The enzyme xanthine oxidoreductase (XOR) catalyzes the last
two steps of purine catabolism in the highest uricotelic primates. XOR is an
enzyme with dehydrogenase activity that, in mammals, may be converted
into oxidase activity under a variety of pathophysiologic conditions. XOR
activity is highly regulated at the transcriptional and post-translational levels
and may generate reactive oxygen and nitrogen species, which trigger different
consequences, ranging from cytotoxicity to inflammation. The low specificity
for substrates allows XOR to metabolize a number of endogenous metabolites
and a variety of exogenous compounds, including drugs.

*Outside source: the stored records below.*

PR #17, opened 2021-01-12
Assignment1

coproduct:
Issues 1, 2


breaman:
Nice work on the assignment, got the unit tests passing and the exception fixed so the application will run.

The present review focuses on the role of XOR as a drug-metabolizing enzyme, specifically
for drugs with anticancer, antimicrobial, antiviral, immunosuppressive or vasodilator activities,
as well as drugs acting on metabolism or inducing XOR expression.
XOR has an activating role that is essential to the pharmacological action of quinone drugs,
cyadox, antiviral nucleoside analogues, allopurinol, nitrate and nitrite. XOR activity has a
degradation function toward thiopurine nucleotides, pyrazinoic acid, methylxanthines and
tolbutamide, whose half-life may be prolonged by the use of XOR inhibitors.

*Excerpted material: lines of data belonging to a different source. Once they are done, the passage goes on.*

PR #23, opened 2021-01-19
Assignment2

worseTyler:


worseTyler:
I actually believe that in the CreateLogger method you are not supposed to call the ConfigureFileLogger method, if you did call ConfigureFileLogger in CreateLogger then there would never be an instance where CreateLogger should return null from not having ConfigureFileLogger set. Furthermore, if you called ConfigureFileLogger in CreateLogger it would be fairly redundant because ConfigureFileLogger just sets the filepath, even with error checking that would be 2-3 easily understandable lines of code.

Logger/BaseLogger.cs
```diff
@@ -2,6 +2,8 @@
 {
     public abstract class BaseLogger
     {
+        public string? Name { get; set; }
```
mmwoodfo, line 5:
```suggestion
        public string? ClassName { get; set; }
```
For clarity - `Name` is generic.

Logger/FileLogger.cs
```diff
@@ -0,0 +1,20 @@
+﻿namespace Logger
+{
+    using System;
+    using System.IO;
+
+    public class FileLogger : BaseLogger
+    {
+        public FileLogger(string? filePath)
+        {
+            this.FilePath = filePath ?? throw new ArgumentNullException($"FilePath was null in the {nameof(FileLogger)}");
```
mmwoodfo, line 10:
```suggestion
            FilePath = filePath ?? throw new ArgumentNullException($"FilePath was null in the {nameof(FileLogger)}");
```
No need to use the `this` keyword. C# is case sensitive.

Logger/FileLogger.cs
```diff
@@ -0,0 +1,20 @@
...
+        }
+
+        public string FilePath { get; private set; }
+
+        public override void Log(LogLevel logLevel, string message)
+        {
+            File.AppendAllText(this.FilePath, $"{DateTime.Now} {this.Name} {logLevel} : {message} \n");
```
mmwoodfo, line 17:
```suggestion
            File.AppendAllText(FilePath, $"{DateTime.Now} {Name} {logLevel} : {message} \n");
```

Logger/LogFactory.cs
```diff
@@ -1,11 +1,33 @@
...
+            {
+                fileLogger = new FileLogger(FilePath)
+                { Name = className };
+            }
+            else
+            {
+                fileLogger = null;
+            }
+
+#pragma warning disable CS8603 // Want to be able to return null
```
mmwoodfo, line 23:
```suggestion

```
Remove this warning and make the method nullable to return null.

Logger/LogFactory.cs
```diff
@@ -1,11 +1,33 @@
...
-    public class LogFactory
+    using System;
+    using System.IO;
+
+    public static class LogFactory
     {
-        public BaseLogger CreateLogger(string className)
+        private static string? FilePath { get; set; }
+
+        public static FileLogger CreateLogger(string className)
```
mmwoodfo, line 10:
```suggestion
        public static FileLogger? CreateLogger(string className)
```
This will fix the warning CS8603 below.

Logger/Logger.csproj
```diff
@@ -1,7 +1,23 @@
...
+	  <Nullable>enable</Nullable>
+	  <LangVersion>9.0</LangVersion>
   </PropertyGroup>
 
+  <ItemGroup>
+    <None Include="..\.editorconfig" Link=".editorconfig" />
+  </ItemGroup>
+
+  <ItemGroup>
+    <PackageReference Include="StyleCop.Analyzers" Version="1.1.118">
```
mmwoodfo, line 17: These analyzers will clash with the naming & coding conventions followed in this class. Some of my comments on this PR will require these to be disabled in order to avoid warnings in your code.

Logger/LogFactory.cs
```diff
@@ -1,11 +1,33 @@
 ﻿namespace Logger
 {
-    public class LogFactory
+    using System;
+    using System.IO;
+
+    public static class LogFactory
     {
-        public BaseLogger CreateLogger(string className)
+        private static string? FilePath { get; set; }
```
mmwoodfo, line 8:
```suggestion
        private static string? _FilePath;
```
Typically you don't have private auto-properties, just use a variable.

Logger/FileLogger.cs
```diff
@@ -0,0 +1,20 @@
...
+    public class FileLogger : BaseLogger
+    {
+        public FileLogger(string? filePath)
+        {
+            this.FilePath = filePath ?? throw new ArgumentNullException($"FilePath was null in the {nameof(FileLogger)}");
+        }
+
+        public string FilePath { get; private set; }
+
+        public override void Log(LogLevel logLevel, string message)
```
mmwoodfo, line 15: You may want to consider creating the file if it does not already exist to remove any requirement from the user to do so - but your program works fine as is.

One way to do this would be to use a StreamWriter inside a [using ](https://docs.microsoft.com/en-us/dotnet/csharp/language-reference/keywords/using-statement) statement as such:
```C#
using (StreamWriter streamWriter = new StreamWriter(FilePath, true))
{
      streamWriter.WriteLine($"{DateTime.Now} {Name} {logLevel}: {message}");
}
```

Logger/LogFactory.cs
```diff
@@ -1,11 +1,33 @@
...
+
+        public static FileLogger CreateLogger(string className)
         {
-            
-            return null;
+            FileLogger? fileLogger;
+            if (File.Exists(FilePath))
```
mmwoodfo, line 13:
```suggestion
            if (File.Exists(FilePath))
```
You may also want to check if FilePath is null & consider programmatically creating the file as mentioned in a previous comment of mine.

Logger/LogFactory.cs
mmwoodfo: Also, this method body can be optionally simplified to:
```C#
            if (File.Exists(FilePath))
            {
                return new FileLogger(FilePath)
                { Name = className };
            }
            return null;
```

Logger/BaseLoggerMixins.cs
```diff
@@ -1,7 +1,71 @@
 ﻿namespace Logger
 {
+    using System;
+
     public static class BaseLoggerMixins
     {
-        
+        public static void Error(this BaseLogger baseLogger, string message, params int[] extraParams)
```
mmwoodfo, line 7:
```suggestion
        public static void Error(this BaseLogger baseLogger, string message, params object[] extraParams)
```
You may consider passing an object array here instead.

Logger/BaseLoggerMixins.cs
```diff
@@ -1,7 +1,71 @@
...
+        {
+            if (baseLogger == null)
+            {
+                throw new System.ArgumentNullException($"{nameof(baseLogger)} is null");
+            }
+
+            string additionalParams = string.Empty;
+            foreach (int param in extraParams)
```
mmwoodfo, line 15:
```suggestion

```
This becomes unnecessary if you change your `extraParams` to an object array.

Logger.Tests/LogFactoryTests.cs
```diff
@@ -1,11 +1,42 @@
...
+            try
+            {
+                LogFactory.ConfigureFileLogger(filePath);
+                string name = "Name";
+
+                // Act
+                FileLogger fileLogger = LogFactory.CreateLogger(name);
+                Assert.IsNotNull(fileLogger);
+            }
+            finally
```
mmwoodfo, line 25: 👍🏻

Logger.Tests/LogFactoryTests.cs
```diff
@@ -1,11 +1,42 @@
...
+            // Arrange
+            string filePath = Path.GetRandomFileName();
+            FileStream fileStream = new FileStream(filePath, FileMode.OpenOrCreate);
+            try
+            {
+                LogFactory.ConfigureFileLogger(filePath);
+                string name = "Name";
+
+                // Act
+                FileLogger fileLogger = LogFactory.CreateLogger(name);
```
mmwoodfo, line 22:
```suggestion
                FileLogger fileLogger = LogFactory.CreateLogger(nameof(LogFactoryTests));
```

Logger.Tests/LogFactoryTests.cs
```diff
@@ -1,11 +1,42 @@
...
+                File.Delete(filePath);
+            }
+        }
+
+        [TestMethod]
+        public void CreateLogger_ReturnNullGivenNoConfiguration()
+        {
+            // LogFactory logFactory = new LogFactory();
+            string name = "Name";
+            FileLogger fileLogger = LogFactory.CreateLogger(name);
```
mmwoodfo, line 37:
```suggestion
            FileLogger fileLogger = LogFactory.CreateLogger(nameof(LogFactoryTests));
```

Logger.Tests/FileLoggerTests.cs
```diff
@@ -1,10 +1,32 @@
...
+
+            // Act
+            LogFactory.ConfigureFileLogger(filePath);
+            FileLogger fileLogger = LogFactory.CreateLogger(loggerName);
+            fileStream.Close();
+            fileLogger.Log(logLevel, loggerMessage);
+            string lastLine = File.ReadLines(filePath).Last();
+
+            // Assert
+            Assert.AreEqual($"{DateTime.Now} {loggerName} {logLevel} : {loggerMessage} ", lastLine);
```
mmwoodfo, line 29: Use caution here - if this code takes too long to run your comparison will fail because of the DateTime.Now being set a few seconds too late. This is an unlikely scenario - but something to keep in mind.

Logger.Tests/FileLoggerTests.cs
```diff
@@ -1,10 +1,32 @@
...
+            // Arrange
+            string filePath = Path.GetFileName("Test.txt");
+            string loggerName = "TestingLogger";
+            string loggerMessage = "Testing Message On The Logger";
+            LogLevel logLevel = LogLevel.Debug;
+            FileStream fileStream = new FileStream(filePath, FileMode.Append);
+
+            // Act
+            LogFactory.ConfigureFileLogger(filePath);
+            FileLogger fileLogger = LogFactory.CreateLogger(loggerName);
```
mmwoodfo, line 23:
```suggestion
            FileLogger fileLogger = new FileLogger(filePath);
```
We are not testing the functionality of the `LogFactory` here, you want to keep your unit tests specific to the components you are testing. In this case we are testing the FileLogger, so it would be better to directly instantiate a new FileLogger rather than relying on the CreateLogger method which could cause unrelated failures.

Logger.Tests/BaseLoggerMixinsTests.cs
```diff
@@ -26,23 +29,114 @@ public void Error_WithData_LogsMessage()
...
+
+        [TestMethod]
+        [ExpectedException(typeof(ArgumentNullException))]
+        public void Debug_WithNullLogger_ThrowsException()
+        {
+            // Arrange
+            TestLogger? logger = null;
+
+            // Act
+#pragma warning disable CS8604 // Want to make sure that null is caught
```
mmwoodfo, line 108:
```suggestion

```
You don't need to suppress this warning if you mark the `BaseLogger` parameter as nullable in your extension methods.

In conclusion, to avoid potential drug interaction risks, such as a toxic excess of drug
bioavailability or a loss of drug efficacy, caution is suggested in the use of XOR inhibitors,
as in the case of hyperuricemic patients affected by gout or tumor lysis syndrome, when it is
necessary to simultaneously administer therapeutic substances that are activated or degraded
by the drug-metabolizing activity of XOR.